Exercise details:
Each line of the data that includes "module" must be copied.

---------- Available data ----------

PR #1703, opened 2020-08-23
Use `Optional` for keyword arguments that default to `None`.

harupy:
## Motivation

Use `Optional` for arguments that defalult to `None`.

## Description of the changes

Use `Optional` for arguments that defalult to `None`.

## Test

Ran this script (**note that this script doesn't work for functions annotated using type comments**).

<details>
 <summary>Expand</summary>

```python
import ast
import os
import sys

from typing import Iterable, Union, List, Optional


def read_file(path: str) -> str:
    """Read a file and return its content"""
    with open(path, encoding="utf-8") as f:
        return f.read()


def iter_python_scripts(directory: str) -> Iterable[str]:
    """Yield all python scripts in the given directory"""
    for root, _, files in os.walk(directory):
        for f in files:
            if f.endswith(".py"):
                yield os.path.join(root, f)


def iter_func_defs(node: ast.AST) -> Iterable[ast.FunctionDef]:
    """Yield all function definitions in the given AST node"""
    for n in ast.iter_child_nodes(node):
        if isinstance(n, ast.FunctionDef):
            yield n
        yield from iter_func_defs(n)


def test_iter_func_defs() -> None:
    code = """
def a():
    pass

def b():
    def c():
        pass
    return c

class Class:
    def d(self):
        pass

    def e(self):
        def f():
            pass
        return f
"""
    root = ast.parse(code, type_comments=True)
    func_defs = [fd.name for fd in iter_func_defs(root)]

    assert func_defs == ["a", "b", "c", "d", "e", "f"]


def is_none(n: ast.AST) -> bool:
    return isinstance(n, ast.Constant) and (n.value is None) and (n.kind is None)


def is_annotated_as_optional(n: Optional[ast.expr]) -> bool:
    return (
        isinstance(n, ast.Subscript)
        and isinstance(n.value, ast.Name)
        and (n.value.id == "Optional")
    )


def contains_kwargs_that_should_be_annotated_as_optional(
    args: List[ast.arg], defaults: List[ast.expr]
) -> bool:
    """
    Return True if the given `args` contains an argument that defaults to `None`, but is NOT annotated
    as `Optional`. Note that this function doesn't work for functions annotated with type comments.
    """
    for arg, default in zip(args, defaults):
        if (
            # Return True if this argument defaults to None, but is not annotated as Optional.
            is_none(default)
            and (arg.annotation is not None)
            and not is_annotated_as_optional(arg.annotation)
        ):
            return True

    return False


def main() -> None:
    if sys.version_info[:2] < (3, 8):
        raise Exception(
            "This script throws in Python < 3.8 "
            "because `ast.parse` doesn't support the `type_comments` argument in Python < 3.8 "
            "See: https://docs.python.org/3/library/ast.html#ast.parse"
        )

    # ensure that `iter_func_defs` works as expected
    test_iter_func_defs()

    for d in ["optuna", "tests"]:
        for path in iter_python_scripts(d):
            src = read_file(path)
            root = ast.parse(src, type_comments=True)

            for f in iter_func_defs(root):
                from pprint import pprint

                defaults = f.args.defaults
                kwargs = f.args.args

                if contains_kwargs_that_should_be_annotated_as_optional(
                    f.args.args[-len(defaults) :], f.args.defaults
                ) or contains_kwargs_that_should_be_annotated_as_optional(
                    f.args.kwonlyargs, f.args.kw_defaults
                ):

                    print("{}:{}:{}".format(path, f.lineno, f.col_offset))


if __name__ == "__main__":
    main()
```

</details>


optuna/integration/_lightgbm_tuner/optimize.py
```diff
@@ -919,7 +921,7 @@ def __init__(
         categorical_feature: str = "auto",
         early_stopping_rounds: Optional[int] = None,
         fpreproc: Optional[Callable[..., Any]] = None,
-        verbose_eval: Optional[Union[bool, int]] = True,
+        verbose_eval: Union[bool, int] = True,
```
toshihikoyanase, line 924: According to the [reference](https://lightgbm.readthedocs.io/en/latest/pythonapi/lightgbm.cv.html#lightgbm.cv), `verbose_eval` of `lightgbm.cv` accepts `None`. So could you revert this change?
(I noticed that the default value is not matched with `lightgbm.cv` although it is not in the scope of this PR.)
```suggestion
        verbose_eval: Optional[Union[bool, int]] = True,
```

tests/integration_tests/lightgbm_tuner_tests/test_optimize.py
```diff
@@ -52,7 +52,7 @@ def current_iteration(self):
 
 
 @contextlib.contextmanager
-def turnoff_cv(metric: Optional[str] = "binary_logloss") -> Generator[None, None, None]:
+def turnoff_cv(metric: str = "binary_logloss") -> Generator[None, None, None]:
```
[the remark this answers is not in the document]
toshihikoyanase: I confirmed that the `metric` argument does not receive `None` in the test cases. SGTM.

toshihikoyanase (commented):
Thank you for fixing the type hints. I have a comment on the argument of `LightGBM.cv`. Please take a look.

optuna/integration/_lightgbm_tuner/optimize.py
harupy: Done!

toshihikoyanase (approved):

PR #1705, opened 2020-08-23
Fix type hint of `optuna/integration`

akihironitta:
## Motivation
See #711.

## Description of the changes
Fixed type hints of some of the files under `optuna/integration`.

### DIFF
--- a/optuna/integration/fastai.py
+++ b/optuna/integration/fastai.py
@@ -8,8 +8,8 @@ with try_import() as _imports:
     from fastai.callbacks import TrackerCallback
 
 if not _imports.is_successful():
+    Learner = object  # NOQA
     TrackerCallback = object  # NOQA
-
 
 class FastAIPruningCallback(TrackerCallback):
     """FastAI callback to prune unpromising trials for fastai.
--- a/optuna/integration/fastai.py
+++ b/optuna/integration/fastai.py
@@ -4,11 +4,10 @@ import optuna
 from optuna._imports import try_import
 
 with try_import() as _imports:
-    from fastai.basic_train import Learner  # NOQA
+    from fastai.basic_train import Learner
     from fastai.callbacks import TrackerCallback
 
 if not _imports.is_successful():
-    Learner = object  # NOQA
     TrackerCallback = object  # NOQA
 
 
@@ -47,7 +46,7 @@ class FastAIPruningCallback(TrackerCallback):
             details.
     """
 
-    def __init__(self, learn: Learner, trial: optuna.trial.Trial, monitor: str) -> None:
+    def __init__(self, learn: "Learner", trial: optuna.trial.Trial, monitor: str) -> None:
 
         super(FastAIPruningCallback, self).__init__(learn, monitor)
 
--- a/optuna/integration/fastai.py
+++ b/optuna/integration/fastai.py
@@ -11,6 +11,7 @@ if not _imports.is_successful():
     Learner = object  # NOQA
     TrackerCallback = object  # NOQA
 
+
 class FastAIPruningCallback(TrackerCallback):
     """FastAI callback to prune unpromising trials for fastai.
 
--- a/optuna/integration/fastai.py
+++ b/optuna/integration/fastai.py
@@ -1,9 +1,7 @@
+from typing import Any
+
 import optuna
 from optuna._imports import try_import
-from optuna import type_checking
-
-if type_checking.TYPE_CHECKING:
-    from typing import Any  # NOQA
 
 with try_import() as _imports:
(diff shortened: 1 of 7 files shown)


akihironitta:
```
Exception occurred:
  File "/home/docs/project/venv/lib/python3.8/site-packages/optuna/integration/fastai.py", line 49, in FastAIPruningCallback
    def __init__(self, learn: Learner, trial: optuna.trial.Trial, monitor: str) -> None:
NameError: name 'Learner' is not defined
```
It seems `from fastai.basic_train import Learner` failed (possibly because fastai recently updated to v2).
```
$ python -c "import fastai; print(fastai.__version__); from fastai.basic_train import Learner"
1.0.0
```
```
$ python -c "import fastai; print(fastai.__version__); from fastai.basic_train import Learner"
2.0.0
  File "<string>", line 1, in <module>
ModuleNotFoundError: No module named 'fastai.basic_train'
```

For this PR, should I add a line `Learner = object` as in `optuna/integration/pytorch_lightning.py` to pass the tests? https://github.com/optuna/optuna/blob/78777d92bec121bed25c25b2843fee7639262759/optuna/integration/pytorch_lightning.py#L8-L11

----------

Exercise result:
  File "<string>", line 1, in <module>
ModuleNotFoundError: No module named 'fastai.basic_train'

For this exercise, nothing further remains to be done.